PR #529, opened 2023-01-10
Update ui-component dependencies to make it compatible with the template

pnavarrc:
Part of https://github.com/act-now-coalition/act-now-template/issues/77  - Fixing incompatible version of @mui/material between the packages and template repo.

## Changes

- https://github.com/act-now-coalition/act-now-packages/pull/529/commits/c4b9f5f82a7569e23b3b3d747964a3f14357535c Make `d3-scale-chromatic` a dev dependency. This library is ES only, which is causing problems when trying to build the template repository. Since we only use an array from it in components, I'm hardcoding the array. We still use it in Storybook, so I left it as a dev dependency.
- https://github.com/act-now-coalition/act-now-packages/pull/529/commits/8530740cc3a461e53fbe3c0b2169accbf7dfeb52 Add `encoding` as a dependency of `ui-components`. The package `node-fetch` doesn't declare its dependency on `encoding`, but not having the package breaks the build on the template repo.
- https://github.com/act-now-coalition/act-now-packages/pull/529/commits/f1cbbde4212077255bb6c5ae305ce7728dcf2bbb Upgrade TypeScript to 4.9 - This is to solve an out of memory error we were getting on the CI workflows
- https://github.com/act-now-coalition/act-now-packages/pull/529/commits/bdb19610046bbc7eb7abfc8706e95932397ae60c Upgrade @mui/material to 5.11.4 and fix some TypeScript errors (updating the types of the dark theme, adding `as typeof Box` in a few places, etc). 

## Testing

This can be tested locally using `yarn link` until we merge and publish the packages. Here is how I tested locally:

- Pull this branch locally, remove `node_modules`, run `yarn install` and `yarn build:all`
- Run `yarn link` on `packages/ui-components`
- Go to the template repo locally, pull the branch linked to https://github.com/act-now-coalition/act-now-template/pull/82 (`pablo/0110-fix-dependencies`)
- Remove `node_modules`, run `yarn` and then `yarn link @actnowcoalition/ui-components`
- Run `yarn build`

The template repo should build without issues.


packages/assert/package.json
```diff
@@ -24,7 +24,7 @@
     "build": "yarn build:esm && yarn build:cjs"
   },
   "devDependencies": {
-    "typescript": "^4.6.4"
+    "typescript": "^4.9.4"
```
mikelehen, line 27: So I'm not sure if / how much it matters but I'd kind of expect the `yarn.lock` file in each packages/<package> directory to be updated to reflect that we upgraded typescript.  i.e. you might need to run `yarn` in each package.

I'm still kind of confused / unsure if we're supposed to have yarn.lock files in each package directory, but it seems like `yarn` always creates them, so I guess so?  Not 100% sure.

packages/ui-components/package.json
```diff
@@ -41,13 +41,15 @@
     "@storybook/react": "^6.5.14",
     "@storybook/testing-library": "^0.0.13",
     "@testing-library/react": "^13.4.0",
+    "@types/d3-scale-chromatic": "^3.0.0",
     "@types/react-copy-to-clipboard": "^5.0.4",
     "@visx/mock-data": "^2.1.2",
     "babel-loader": "^8.2.5",
+    "d3-scale-chromatic": "^3.0.0",
```
mikelehen, line 48: FWIW- The primary change between 2.0.0 and 3.0.0 was switching to an ES module, so I kind of suspect we could just use 2.0.0 and things would work fine, but let's just get things working first.

mikelehen (approved):
Looks okay to me!

packages/ui-components/package.json
pnavarrc: Could be an option, or just getting rid of it entirely

packages/assert/package.json
pnavarrc: Hm, I'm going to remove all of them and re-generate them just in case. I'm also confused about that.

PR #530, opened 2023-01-10
Fix #365: Preserve 'extra' fields from metric definitions on Metric class.

### LINKED ISSUE #365: Putting extra fields into the MetricDefinition they are not properly stored in the corresponding Metric class, so they are not accessible.

mikelehen:


smcclure17 (approved):
lgtm!

Issue #366, opened 2016-08-16
App reloading inside iFrame when renewing token - Solution 2


Tsunade90:
I'm working on the project for which that issue was posted:

https://github.com/AzureAD/azure-activedirectory-library-for-js/issues/298#issuecomment-225035980

We upgrated our adal.js version to 1.0.11 and use the workaround described here:
https://gist.github.com/tushargupta51/5fa6d000357120adbc8fd1d5c68853c4

It solves our issues in localhost but not when the code is minified/uglyfied and deployed on a distant server, the page stays stuck on frameRedirect.html when the token is trying to be renewed:
http://mysite.azurewebsites.net/frameRedirect.html#/id_token=eyJ0eXAiOiJKV1Q[...]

=====

* What is needed: Retype only this portion of the data above: the line containing "PR #530, opened 2023-01-10", the line containing "### LINKED ISSUE", and all lines between them, exactly.

* Answer for the task:
PR #530, opened 2023-01-10
Fix #365: Preserve 'extra' fields from metric definitions on Metric class.

### LINKED ISSUE #365: Putting extra fields into the MetricDefinition they are not properly stored in the corresponding Metric class, so they are not accessible.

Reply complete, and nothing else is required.